One Financial Times columnist urges the West to arm the Ukrainians;
the Washington Post says the ‘clear answer is direct
military support’; a collection of US think tanks and politicians has just
released a report urging similar. Western politicians, with the exception of
the likes of Republican senator John McCain, may not have been quite so
forthright so far; but the prospect of military intervention is now firmly
circulating in the policymaking air.
And the most incredible aspect to this slow-motion slippage
into something approaching international warfare in Ukraine is that those
calling for the West to get stuck in are doing so for the most abstract, most
self-aggrandising, and therefore most dangerous reasons.
Theirs is not a
geopolitical calculation. It is not a matter of realpolitik balancing of power blocs. No, theirs
is a vain comic-book calculation.
It is a matter of fighting the bad guy, of
doing battle with the forces of Russian irrationality and reaction.
Former US
secretary of state Hillary Clinton likened Russia’s actions to those of Hitler
in the 1930s. Others, incredibly, have displayed even less subtlety.
One US
commentator blamed everything on, variously, ‘Putin the Thug’ and ‘Czar Putin’;
one UK commentator said that the West was dealing with ‘classic psychopathic
behaviour’; and in the Guardian,
columnist, policy adviser and laptop bombardier Timothy Garton Ash decided to
invoke his own Kosovo-era version of Hitler: ‘Vladimir Putin is the Slobodan
Milošević of the former Soviet Union: as bad, but bigger.’
This is what the conflict in Ukraine has been rendered up
as: a battle between the West and Putin the Bad Man.

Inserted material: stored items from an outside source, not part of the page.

PR #10954, opened 2022-08-31
fix: raise incorrect post event data

fossamagna:
#### Description of changes

Using an `AmplifyPostPushEventData` instance when raised a `PostInit` event, and an `AmplifyPostPushEventData` instance when raised a `InitEvent` event. These use the wrong event data for each other.
Fixed to use the correct event data.

#### Checklist

- [x] PR description included
- [x] `yarn test` passes

### DIFF
--- a/package.json
+++ b/package.json
@@ -45,7 +45,8 @@
     "coverage": "codecov || exit 0",
     "release-rc": "./scripts/release-rc.sh",
     "promote-rc": "./scripts/promote-rc.sh",
-    "finish-release": "./scripts/finish-release.sh"
+    "finish-release": "./scripts/finish-release.sh",
+    "update-data-packages": "./scripts/update-data-dependencies.sh && yarn"
   },
   "bugs": {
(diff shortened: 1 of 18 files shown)


danielleadams:
Hey @fossamagna - Thanks for the contribution! I see the function names were changed to match, but what is the context here? Was it breaking anything and was this intentional? Are there any tests we can add to ensure this works? Going to run the CLI test suite now.

fossamagna:
@danielleadams Thank you for your review. 
I think that this change is not breaking, because `AmplifyPostPushEventData` and `AmplifyPostPushEventData ` is not same class, but both class is extended same parent class and both class no have property. 
I will add tests to ensure this work.

fossamagna:
@danielleadams I added test for `execution-manager.ts`. It looks like there were nothing failures in the CI, Is there anything blocking to merging this PR?

jhockett (approved):

hackmajoris:
Not sure if this issue is related, but I'll leave it here: https://github.com/aws-amplify/amplify-cli/issues/11021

It is a chance, once more,
for Western commentators and politicians to act out their liberal
interventionist fantasies, to do battle with a psychopath, a thug, a man intent
on doing wrong.
Those venting their anti-Putin diatribes no doubt feel terribly
good about themselves.
Those calling for the West to do more no doubt remain
convinced that, abstractly, as a moral decision, it is the Right Thing To Do.
And that is the problem.
This same unthinking, politically dumb impulse has
already wreaked immeasurable damage across the globe, pulling down social
arrangements and civic structures from Iraq to Libya, and leaving behind little
but massive instability.
And yet, because it always looks like the right thing
to do, especially when the antagonist is conjured up as a psychopathic
wrongdoer, the clueless interventionists continue to call cluelessly for
intervention.
They up the ante, selfishly, vainly and, ultimately,
barbarically.
Russia’s destabilising involvement in Ukraine cannot be
ignored.
But just as significant is the equally deleterious role of the
bumbling, purpose-seeking West and its international institutions.
Their
culpability in Ukraine’s disintegration has been ignored for far too long.